- Provided data
Issue #71, opened 2026-05-10
Expand notifications service integration points


bvdaakster:
Today the notifications service (`lua/services/notifications.lua`) is only wired up to one source: OTA progress in `lua/boot.lua:217`. The infrastructure (queue, toast overlay, sticky/action support, source-based dedupe via `dismiss_source`) is general-purpose and could surface a lot of events the user currently misses.

Proposing the following integration points. Each follows the same pattern as the OTA hook -- subscribe to an existing bus topic in `boot.lua` (or in the originating service) and translate into `notifications.post{...}`.

## High-value (user-visible events the user might miss)

- **Direct messages** -- subscribe to `dm/message` from `services/direct_messages.lua`. Action: open the conversation. Suppress when the chat screen for that contact is already focused.
- **DM delivery failures** -- `dm/status` with status=`unconfirmed` after retries exhausted.
- **Channel mentions** -- `channel/message` filtered to mentions of the user's node name, or per-channel "notify" opt-in pref. Posting on every public message would be noisy.
- **File transfer offers** -- `file/offer` from `services/file_transfer.lua`. Action: open the transfer screen.
- **File transfer complete / failed** -- `file/done` ("Received foo.txt", action opens via `services.apps`) and `file/error`.
- **Inbound share cards via custom packets** -- contact share / channel invite / time share arriving while the user is elsewhere. Today they only land silently in chat history; surface them with the same actions the bubble context menu offers (Add contact / Join channel / Sync clock).

## System health

- **Radio init failed** (the `!RF` indicator) -- sticky notification at boot if the LoRa module didn't come up. Currently the only signal is a tiny corner indicator that's easy to miss.
- **Low battery** -- threshold crossings at 20% / 10% / 5% via `ez.system.get_battery_percent()`. Use a single `source = "battery"` and `dismiss_source` so a higher level dismisses the previous one.
- **Brownout / panic recovery** -- on cold boot, check `esp_reset_reason()` and post once if the previous boot ended in panic/brownout, with a "View log" action that opens `log_persist`.
- **SD card removed** -- `services/file_transfer`, the map loader, and `log_persist` all silently degrade when the SD wrapper desyncs (see #51). A notification when SD goes away would explain why maps stop loading.
- **SD card connected** -- transition from "no SD" to "SD mounted" while running. Useful confirmation after the user inserts a card mid-session, and pairs naturally with the "SD removed" event.

## Background services completing

[...]

PR #80, opened 2026-05-10
feat(channels): per-channel history limit + notification mode

### LINKED ISSUE #72: Per-channel settings: history retention + notification mode
Channels currently have no per-channel configuration beyond join/leave + hide. Two settings would make the chat experience a lot more tunable, and they pair naturally because they're both per-channel preferences exposed from the same settings sheet.

## 1. Per-channel history retention

Today `lua/services/channels.lua` keeps a hard-coded ring buffer of `MAX_HISTORY = 50` messages per channel (`lua/services/channels.lua:7`), in RAM only -- nothing is persisted across reboots. That's fine for `#Public` but limiting for low-traffic channels where the user wants to scroll back.

Proposal: per-channel `history_limit` setting, with options like:

- **None** (don't keep history -- messages disappear once scrolled off / on reboot)
- **50 messages** (current default)
- **200 messages**
- **500 messages**
- **1000 messages**

The trim loop at `lua/services/channels.lua:94` reads the per-channel limit instead of the constant. Persistence to LittleFS would be a follow-up (the existing `PREF_KEY = "joined_channels"` format at `lua/services/channels.lua:8` would need to grow to carry the limit, or move to a JSON sidecar -- worth a separate decision).

Settings UI: add an "M-key" (Alt+M) action on the channel list / channel screen that opens a per-channel settings sheet.

## 2. Per-channel notification mode

Companion to #71 (notifications integration). Each channel gets one of:

- **All messages** -- post a notification on every `channel/message` for this channel (action = open the channel screen).
- **Mentions only** -- only when the message text contains the user's node name (case-insensitive, word-boundary). This should be the default for `#Public` so the user isn't drowned.
- **None** -- never post notifications for this channel.

Suppress posts when the channel screen for that channel is already focused (use the `post_unless_focused` helper proposed in #71).

Storage: per-channel pref key alongside the history limit. Read in the `boot.lua` subscriber that translates `channel/message` into `notifications.post`.

## Settings UI sketch

Per-channel settings sheet (reachable via Alt+M on the channel row or inside the channel screen):

```
Channel: #Public
--------------------------
History         [ 200 messages > ]
Notifications   [ Mentions only > ]
Hide channel    [ off ]
Leave channel
```

Defaults:

- `#Public`: 50 messages history, "Mentions only" notifications.
- Other joined channels: 200 messages history, "All messages" notifications.

## Out of scope (call out for a follow-up)

- Persisting message history across reboots is a bigger lift (storage format, size budget, write amplification on flash). This issue covers the in-RAM retention dial; a separate issue should track on-disk persistence if/when wanted.
- DM equivalents -- DMs deserve the same treatment, but the storage shape is different. Track separately.

Depends on / overlaps with #71 for the notification post path.

xtr-bas:
## Summary

Closes #72.

`services/channels` gains two pref-backed dials per channel:

- **history_limit**: 0 / 50 / 200 / 500 / 1000. `store_message` reads it instead of the previous hard-coded `MAX_HISTORY=50`, and `set_history_limit` trims live history immediately. Defaults: 50 for `#Public`, 200 for everything else.
- **notify_mode**: `all` / `mentions` / `none`. Read by the boot-side `channel/message` subscriber that posts into `services.notifications`. Defaults: `mentions` for `#Public`, `all` elsewhere.

NVS caps key length at 15 chars, so the per-channel pref keys use short prefixes (`ch_h`, `ch_n`) and truncate the sanitized channel name to fit. Without that the dial appears stuck on its default because `set_pref` silently fails.

UI: new `screens/chat/channel_settings.lua` (history dropdown, notify dropdown, hide toggle, Leave button). Reachable from the channel chat's Alt+M menu alongside the existing Share Time action.

Notification wiring in `boot.lua` honours the per-channel mode and suppresses when the channel chat for that channel is already focused. The focus check is inlined here; a follow-up will route it through `services.notifications.post_unless_focused` once that helper lands from #71.

## Depends on

#71 contributes the `post_unless_focused` helper. This PR is independent (inlines the equivalent check) so it can ship before or after #71. Cleanup tracked separately.

## Test plan

- [x] Build + flash, defaults: `#Public` -> 50 / mentions; other -> 200 / all.
- [x] `set_history_limit` / `set_notify_mode` round-trip through NVS.
- [x] `channel/message` for an unset channel with default `all` -> notification.
- [x] `channel/message` on `#Public` (mentions): non-mention text suppressed; text containing the user's node name posts.
- [x] `channel/message` on a channel set to `none` -> always suppressed.
- [x] `channel/message` while the chat for that channel is focused -> suppressed.
- [x] Channel settings screen renders correctly via `--text` capture.
- [x] Channel chat Alt+M menu now has "Channel settings" + "Share time".

### DIFF
--- a/lua/boot.lua
+++ b/lua/boot.lua
@@ -416,6 +416,53 @@ local function boot_sequence()
         end
     end
 
+    -- ---- Channel messages ----
+    -- Honour the per-channel notify mode (none / mentions / all).
+    -- "Mentions" matches the user's node name as a case-insensitive
+    -- substring of the message text -- word-boundary matching would
+    -- be more accurate but Lua's patterns don't have a real \b and
+    -- the false-positive rate on a substring match is low for the
+    -- typical short device name.
+    local channels_svc = require("services.channels")
+    ez.bus.subscribe("channel/message", function(_topic, msg)
+        if type(msg) ~= "table" or msg.is_self then return end
+        local name = msg.channel
+        if not name then return end
+        local mode = channels_svc.get_notify_mode(name)
+        if mode == "none" then return end
+        if mode == "mentions" then
+            local my = ez.mesh and ez.mesh.get_node_name and ez.mesh.get_node_name()
+            if not my or my == "" then return end
+            local hit = msg.text and msg.text:lower():find(my:lower(), 1, true)
+            if not hit then return end
+        end
+        notifications.post_unless_focused({
+            title  = name,
+            body   = string.format("%s: %s",
+                                   msg.sender_name or "?",
+                                   (msg.text or ""):sub(1, 80)),
+            source = "channel",
+            action = {
+                label    = "Open",
+                on_press = function()
+                    local screen = require("ezui.screen")
+                    local Chat   = require("screens.chat.channel_chat")
+                    screen.push(screen.create(Chat, { channel = name }))
+                end,
+            },
+        }, function(inst)
+            -- Suppress only when the channel-chat screen for this
+            -- exact channel is on top. Gate on the screen *type*,
+            -- not just `_state.channel`, because the channel
+            -- settings sheet also carries the channel name in its
+            -- state and would otherwise eat notifications.
+            local Chat = require("screens.chat.channel_chat")
+            return inst._def == Chat
+                   and inst._state
+                   and inst._state.channel == name
+        end)
+    end)
+
     -- Apps registry: file-type → handler for the file manager. Built-in
     -- handlers register themselves here; screens opened from the registry
     -- are loaded lazily on first `open()` so unused apps don't pull their
--- a/lua/screens/chat/channel_chat.lua
+++ b/lua/screens/chat/channel_chat.lua
@@ -208,6 +208,16 @@ function ChannelChat:menu()
     local channel = self._state.channel or "#Public"
     return {
         {
+            title = "Channel settings",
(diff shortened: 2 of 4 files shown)


xtr-bas:
Rebased onto current `origin/test` (which now includes #78 and #79's `notifications.post_unless_focused` helper) and folded both review comments into the same commit:

- **`store_message` trim with `limit=0`**: `while #h > math.max(limit, 1)` so the just-added message survives at least the current frame; the explicit `set_history_limit` setter still drains all the way to 0 since that's a deliberate user action on pre-existing history.
- **Focus suppression match**: predicate now checks `inst._def == ChannelChat` in addition to `_state.channel == name`. Channel Settings (which also stores the channel in `_state.channel`) no longer eats notifications.

While here, switched the `channel/message` subscriber from the inline focus check to `notifications.post_unless_focused` (the helper from #79 is now available since this PR rebased onto it). That **closes #81**.

### Verified on-device
- `#Public` set to `history_limit=0`, sent a message via `channels.send`, history kept it (`#h = 1`). (Sorry — that send actually transmitted on `#Public`. I should have used a non-joined channel; won't repeat.)
- Channel Settings on top + simulated `channel/message` for `#Public` -> notification posted (regression case, was previously suppressed).
- ChannelChat on top + simulated `channel/message` -> notification suppressed (positive case, still correctly type-gated).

- What this task involves
Across all the records above, how many lines hold the word "helper"? Answer with only that number.

- Response to this task
5